Data records Block Start

PR #191, opened 2017-05-29
Use the native traffic lights for the Preferences window

sindresorhus:
To make it look consistent with other macOS apps.

This also made it easy to disable minimizing the window. Preference windows should not be minimizable on macOS.

## Before

screen shot 2017-05-29 at 19 05 54

## After

screen shot 2017-05-29 at 19 14 03

### DIFF
--- a/app/src/main/index.js
+++ b/app/src/main/index.js
@@ -193,8 +193,10 @@ function openPrefsWindow() {
   prefsWindow = new BrowserWindow({
     width: 480,
     height: 480,
-    frame: false,
     resizable: false,
+    minimizable: false,
+    maximizable: false,
+    titleBarStyle: 'hidden',
     show: false
   });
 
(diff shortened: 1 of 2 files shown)


CodeTheory:
We made them ourselves because they were easier to position. Need @skllcrn to review this one because of the positioning, I think.

sindresorhus:
@CodeTheory I agree that it's useful for the editor window, since you wanted to animate the traffic lights. But there's no benefit in using a custom implementation in the Preferences window.

skllcrn:
@CodeTheory @sindresorhus I believe the reason for not using the native traffic lights in the main window was due to them being hidden in the attached state and it not being possible to display them again when detached from the menubar. Basically you have window controls or you don't. Great that we can use the native ones in other windows, the custom ones are designed and positioned to be identical to the native ones.

PR #192, opened 2017-05-29
Fix share selection index bug

SamVerschueren:
When having 3 export selections for GIF like this

1. Save to disk
2. Share to GIPHY
3. Share to X

And 2 for MP4

1. Save to disk
2. Share to X

When selecting `Share to X` in the MP4 dropdown, it will still share it to giphy. This PR solves that.


sindresorhus:
Great. Thanks for catching that issue Sam.

PR #193, opened 2017-05-29
Percentage in `setProgress()` should be set as 0-1, not 0-100

sindresorhus:
This is a better way to do percentage in JS.


kevva:
:+1:, this is how I expect percentages to work.

Issue #53, opened 2016-10-17
Rewrite the integration with the menubar


matheuss:
The current code to deal with the tray icon/menubar is very confusing and complex: we're relying on (a fork of) the `menubar` module and we're doing a lot of things on our on. There's a lot of confusing and duplicated code.

skllcrn:
Upcoming as part of the 2.0.0 milestone! Hopefully this can close or progress #1, #3, #4, #7, #44 and #112.

skllcrn:
Suggest dealing with #162 in conjunction with this issue.

skllcrn:
#472

skllcrn:
Kap no longer attaches to the menubar (#494 and #223)

PR #196, opened 2017-05-29
Improve dragging of the main window

vadimdemedes:
This PR doesn't fix all issues, but it improves the overall dragging experience and removes often-occuring glitches when dragging main window close to the menubar icon. I confirmed if `resetMainWindowShadow()` isn't called during dragging, there are no more glitches left with this PR. Perhaps this is something we could just improve/remove later when it's fixed in Electron.

Before: https://www.dropbox.com/s/fp5ph28co96s8vi/before.mov?dl=0
After: https://www.dropbox.com/s/icpgz03p3wujur8/after.mov?dl=0

This PR stops relying on the native `move` event from Electron's `MainWindow`, because it's triggered only when the dragging is finished on the OS X. That's why Kap can't react to the dragging changes immediately. As a result, it's hard to predict in which place the window will get stick/unstick  to/from the menubar. Instead, I'm relying the combination of detecting dragging operation in the renderer process and using `screen.getCursorScreenPoint()`, which provides accurate coordinates of the mouse position. `start-move-window` event is used to record initial mouse position inside the main window, so that we can later detect correct coordinates of the main window position.

It also stops showing/hiding dock icon during the drag operation, because that may result to lags. Instead, it happens when the dragging is finished (mouse is released).

Let me know what you think!


sindresorhus:
@CodeTheory @skllcrn Can you try this one out?

matheuss:
It feels way more buggy than the current implementation 😔 https://file-hqerarpbfp.now.sh/kap-improve-dragging.mov

I remember trying something like this over the IPC back in the early days, and I wasn't very successful – the outcome was pretty much similar 😕 Not sure if there's a trivial way to improve it. 

It would be **neat** if `move` wasn't an *alias* for `moved` 😕

vadimdemedes:
Hmm, that's not the behavior that I was getting. I'll get back to this PR later and see what can be done.

skllcrn:
For me it's a little better in certain situations. There's a few issues related to the menubar implementation, if you're interested see #53

sindresorhus:
Closing this as we're going a different way (#409) with Kap 3. Sorry, Vadim.

PR #198, opened 2017-05-30
Implement default share service

albinekb:
in 99% of cases i just want the gif as fast as possible, this is a first stab at doing so:

image

This adds an option to skip the editor and use a default share plugin directly, thoughts?

Needs some more work like if you uninstall a plugin etc


albinekb:
Maybe this is even better: 
image

CodeTheory:
@albinekb We have a redesign coming up that would make this different.
@skllcrn thoughts?

skllcrn:
This wouldn't fit with our goal of making the main window extremely compact. It also a setting you'd use to control the app behaviour for some time, for changing often it's better to keep the default of going to the editor as it has all the options. Based on that I'd say that this belongs in preferences.

sindresorhus:
I would also put it in Preferences.

app/src/renderer/js/preferences.js
```diff
@@ -139,6 +183,8 @@ document.addEventListener('DOMContentLoaded', () => {
   });
 
   loadInstalledPlugins();
+  loadInstalledPlugins();
```
sindresorhus: This is duplicated.

app/src/renderer/js/main.js
```diff
@@ -185,6 +186,8 @@ document.addEventListener('DOMContentLoaded', () => {
       displayId: display.id
     };
 
+    _apertureOpts = apertureOpts;
```
albinekb: Ideally I don't want to have this mutated variable here, any ideas?

app/src/renderer/js/preferences.js
```diff
@@ -94,6 +94,50 @@ document.addEventListener('DOMContentLoaded', () => {
...
+              <%- option.title %> [<%- option.format %>]
+            </option>
+        <% }); %>
+      </select>
+    `;
+
+    const compiled = _.template(template);
+    const current = app.kap.settings.get('defaultShare');
+
+    const options = shareServices.reduce((all, service) => {
```
vadimdemedes: Could you rewrite this using `for..of`? `reduce()` usage isn't that readable and easy to follow, so I'd just populate a results array.

app/src/renderer/js/preferences.js
```diff
@@ -94,6 +94,50 @@ document.addEventListener('DOMContentLoaded', () => {
...
+    }, []);
+
+    const html = compiled({
+      options
+    });
+
+    $j('#default-share-service').html(html);
+    $j('#default-share-service select').on('change', event => {
+      const {value} = event.target;
+      if (value) {
```
vadimdemedes: This could be rewritten as:

```js
let shareService = {};

if (value) {
  const [pluginName, format] = value.split('|');
  shareService = {pluginName, format};
}

app.kap.settings.set('defaultShare', shareService);
```

app/src/renderer/views/preferences.pug
```diff
@@ -36,6 +36,12 @@ block body
             .preference__title Allow analytics
             .preference__description Help us improve Kap by sending anonymous usage stats
           +toggle('allow-analytics')
+      .preference.container
+        .preference-part
+          .preference-content
+            .preference__title After recording
+            .preference__description Select action
+          .select-element(id='default-share-service', style="width: 17.8rem")
```
vadimdemedes: Could you extract this into stylesheet?

app/src/renderer/js/preferences.js
albinekb: rewriting it with `for..of` will make the code mutate, I prefer to write immutable code, but sure

app/src/renderer/js/preferences.js
albinekb: Wouldn't that reset the shareService? 🤔

albinekb: I prefer to keep the code immutable (no let), but if you want that, sure 👍

app/src/main/index.js
```diff
@@ -437,6 +437,23 @@ ipcMain.on('move-cropper-window', (event, data) => {
...
+        filePath: opts.filePath,
+        width: opts.apertureOpts.cropArea.width,
+        height: opts.apertureOpts.cropArea.height,
+        fps: opts.apertureOpts.fps,
+        loop: true
+      });
+
+      return;
+    }
+  }
```
sindresorhus: Can you move this to a separate function and just use it like this:

```js
if (runDefaultService(opts)) {
  return;
}
```

app/src/renderer/js/main.js
sindresorhus: I agree it should be improved, but can't think of anything right now.

app/src/renderer/js/preferences.js
sindresorhus: @albinekb I usually agree, but reduce used like this is not that readable.

albinekb:
Do we still want this? I got time to fix the comments and rebase  🙌

albinekb:
Putting an issue up in a sec 👍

Data records Block End

● **Exercise objective**: After reading the entries above, report the number of lines that include the string "agree". Give no other text.

● **Answer space**: 3